The Devil Dared Me To (Stapp/Heath, 2007) is streaming on Prime Video

A frustrating morning for me as my intention was to do an ‘on this day’ post but my first four choices are either only available as digital rentals – and not my preferred local option of AroVision – or not available digitally in Aotearoa at all.
Another sign that this digital utopia we are now living in makes it easy to find something to watch but more difficult than ever to find the actual thing you want to watch.
That’s not to dismiss Chris Stapp and Matt Heath’s bogus Kiwi stuntman classic The Devil Dared Me To, but I was hoping for something … classier.
In October 2007, I wrote this:
I fully intended to bring some intellectual acuity back to film commentary this week; maybe toss around terms like Mise-en-scène and cognitive dissonance; maybe name drop Bresson and his thematic austerity and formal rigour. Then I saw little Kiwi battler, The Devil Dared Me To, a hand-made low-brow entertainment from the vodka and Becks-fuelled imaginations of Back of the Y’s Chris Stapp and Matt Heath, and I realised that high-falutin’ cinema theory was destined for the back burner for another week.

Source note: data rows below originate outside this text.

Issue #960, opened 2015-12-30
Include an option to list tagged sentences with the newest addition first


ckjpn:
Include an option to list tags with the newest addition first, or perhaps just make this the default sort.

I often find that I am using the following link to jump to the last page of the OK tag.

https://tatoeba.org/eng/tags/show_sentences_with_tag/7/eng/page:99999998

Perhaps others, too, would find it more useful to see the most-recently tagged sentences first, rather than always getting the oldest tagged sentences first.

If you made it an option, then people could have it both ways.

theblindspring:
Okay, so what exactly would we like to sort by? Do we want to sort the sentences by most recently created or do we want to sort by the most recently tagged?

trang:
We want to sort by most recently tagged. I'm not completely sure about the label we could use for the sort. Maybe:

**Sort by:** date of tag

theblindspring:
okay cool I will work on that

PR #1189, opened 2016-06-06
Include an option to list tags with the newest addition first.

theblindspring:
This pull request addresses issue #960. 

I didn't change the default sort method to sort by 'date created' because I wasn't sure if that was really agreed upon (and I am not sure how to change the default sort method, so if anyone would like to give me some quick direction that would be great!).


trang:
@theblindspring it's better to leave the default sort as is. We currently don't have any clear evidence that it is more useful for users to see the latest tagged sentences first.

trang:
@theblindspring, you misunderstood the issue. But I have to say, the title was misleading (I changed it).

You added a sort function on this page: https://tatoeba.org/eng/tags/view_all

But the issue is about sorting the tagged sentences, like for instance on this page: https://tatoeba.org/eng/tags/show_sentences_with_tag/7

Issue #1134, opened 2016-05-05
Graphical redesign of pagination


trang:
Current pagination:

![pagination](https://cloud.githubusercontent.com/assets/221850/15056068/25d2940e-1310-11e6-991d-1578b7728761.png)

Draft of new pagination:

![a834fc9e-f258-11e5-8578-232903b79918](https://cloud.githubusercontent.com/assets/221850/15056084/32ff2e3a-1310-11e6-8f33-1374f83cff02.png)

This needs to be done before #24.

RyckRichards:
It would be great to have an "extra field" which would allow users to
type the page they want to go to and both a "Go" icon and an
"information" that he can also press Enter. It would save us a lot of
time when we search some sorts of sentences, for example.

On 5/5/16, Trang <notifications@github.com> wrote:
> Current pagination:
>
> ![pagination](https://cloud.githubusercontent.com/assets/221850/15056068/25d2940e-1310-11e6-991d-1578b7728761.png)
>
> Draft of new pagination:
>
> ![a834fc9e-f258-11e5-8578-232903b79918](https://cloud.githubusercontent.com/assets/221850/15056084/32ff2e3a-1310-11e6-8f33-1374f83cff02.png)
>
>
> ---
> You are receiving this because you are subscribed to this thread.
> Reply to this email directly or view it on GitHub:
> https://github.com/Tatoeba/tatoeba2/issues/1134


-- 
Ricardo Vernaut Jr

trang:
@RyckRichards, this is what #24 is about.

RyckRichards:
Oh sorry...

-- 
Ricardo Vernaut Jr

billoliver:
### The Redesign
![pagination-tatoeba](https://cloud.githubusercontent.com/assets/17387379/15274493/60f43cba-1a89-11e6-8987-ce9bf7ce7b5d.png)

- I increased both the size of clickable elements and the space between each page link so that users can't accidentally click on the wrong one.

- Only the current page link has a background color so that users can easily keep track of what page they are.

- The first and last page icon was removed because some users might think they will take them to the next page. If a user wants to go to those pages he or she just need to click the links.

**Colors:**
```
Chevron icons: #000
Current page background: #4caf50
Current page font size: 14px
Current page font weight: bold
Current page element size: 24px | 24px
Default color of the links: #757575
Hover: #eee
```

trang:
[...]

PR #1195, opened 2016-06-14
Graphical re-design of pagination

phtan:
This pull request addresses issue #1134 . It is relevant to issue #1180 

I've left out the [Angular Material icon](https://design.google.com/icons/#ic_more_horiz) for the ellipsis. 

The screenshots below show the pagination when the user is on the following pages:

- random page,
- first page, and
- last page.

screenshot from 2016-06-15 03-13-47
screenshot from 2016-06-15 03-13-59
screenshot from 2016-06-15 03-14-15

### DIFF
--- a/app/views/helpers/pagination.php
+++ b/app/views/helpers/pagination.php
@@ -75,7 +75,8 @@ class PaginationHelper extends AppHelper
         $this->Paginator->options(array('url' => $extramParams));
         // -----------------------------------------------------------
 
-
+        $numberFirstLinks = 1;
+        $numberLastLinks = 1;
         $numbersOptions = array(
             'separator' => '',
             // Print up to 6/2 = 3 numbered links in rectangles on each side
@@ -94,9 +95,8 @@ class PaginationHelper extends AppHelper
             // end of the list of English sentences).
             'modulus' => 6,
             'class' => 'pageNumber',
-            'first' => 1,
-            'last' => 1,
-            'ellipsis' => 'more_horiz'
+            'first' => $numberFirstLinks,
+            'last' => $numberLastLinks,
         );
         ?>
         <div class="paging">
--- a/app/views/helpers/pagination.php
+++ b/app/views/helpers/pagination.php
@@ -93,27 +93,25 @@ class PaginationHelper extends AppHelper
             // the largest numbers (for example, when we're near the
             // end of the list of English sentences).
             'modulus' => 6,
-            'class' => 'pageNumber'
+            'class' => 'pageNumber',
+            'first' => 1,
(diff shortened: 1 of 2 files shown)


trang:
Thanks for the pull request @phtan. Here's my feedback:

1. I forgot to update the issue for the colors: you'll have to change the background of selected page from #66AA00 to #4caf50, since #4caf50 is going to be our primary color.
2. Remove the grey background on hover over the arrows. There's no effects when hovering over the arrows. If you'd like to add an effect, it would be better to change the color rather than the background color.
3. There is a big space between `{lastpage}` and `>`, while there is almost no space between `<` and `1`. The alignment of the `>` arrow seems off as well (it's below the baseline). The spacing and alignment should be equal on both sides.

phtan:
Addressing @trang 's comment above, the pagination now looks like the following:

screenshot from 2016-06-16 00-37-34

app/views/helpers/pagination.php
```diff
@@ -93,27 +93,25 @@ public function display($extramParams = array())
             // the largest numbers (for example, when we're near the
             // end of the list of English sentences).
             'modulus' => 6,
-            'class' => 'pageNumber'
+            'class' => 'pageNumber',
+            'first' => 1,
+            'last' => 1,
+            'ellipsis' => 'more_horiz'
```
trang: The `ellipsis` property can be removed. It doesn't have any effect.

app/webroot/css/layouts/elements.css
```diff
@@ -736,42 +736,56 @@
...
-    color: white;
+.numbers a:hover {
+    background: #E0E0E0;
+    color: #757575;
 }
 
 .paging .disabled {
     display: inline;
     padding: 3px 5px;
     margin: 3px;
```
trang: The `display`, `padding` and `margin` can be deleted.
* `display: inline` doesn't have any effect
* the padding and the margin are causing misalignment with the disabled arrow icons

app/webroot/css/layouts/elements.css
```diff
@@ -736,42 +736,56 @@
...
+a.prev {
+    background: #FFFFFF;
 }
 
+a.next {
+   background: #FFFFFF;
+}
+
+md-icon.disabled.material-icons {
+   background: #FFFFFF;
```
trang: Should be `background: none`. We want a transparent background for the icons.

trang:
Almost there :) I've posted a few more comments on the code.

phtan:
Made changes as per [above comment](https://github.com/Tatoeba/tatoeba2/pull/1195#issuecomment-226298669).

Stapp plays wannabe stunt hero Randy Cam
pbell and Heath is his malevolent mentor Dick Johansonson. The Timaru Hellriders are about to collapse under the weight of invidious OSH attention and Dick’s lost nerve. Oily promoter Sheldon Snake (Dominic Bowden) bails them out so they can take on the North Island and get Campbell closer to his dream of being the first man to jump Cook Strait in a rocket car. Wildly uneven but often very, very, funny The Devil Dared Me To contains possibly the worst acting (and worst spelling) of any recent New Zealand film.It’s entirely appropriate that The Devil has come out while we are celebrating the 30th anniversary of Roger Donaldson’s Sleeping Dogs; another back yard, oily rag feature with a similar larrikin approach towards the production process.
The Devil Dared Me To is streaming on Prime Video in Aotearoa and Australia and something called Fubo in the USA.
Other titles that were released that same week in New Zealand – and therefore reviewed in that column – are Joe Wright’s Atonement (“virtually faultless”), Angelina Jolie in Michael Winterbottom’s A Mighty Heart (“assured direction … and good performances”), Jodie Foster going Death Wish in Neil Jordan’s The Brave One (“I really wanted to give it the benefit of the doubt until its absurdity and consistently poor narrative choices overcame my resistance and I simply had to hate it”) and the typically French Conversations with My Gardener.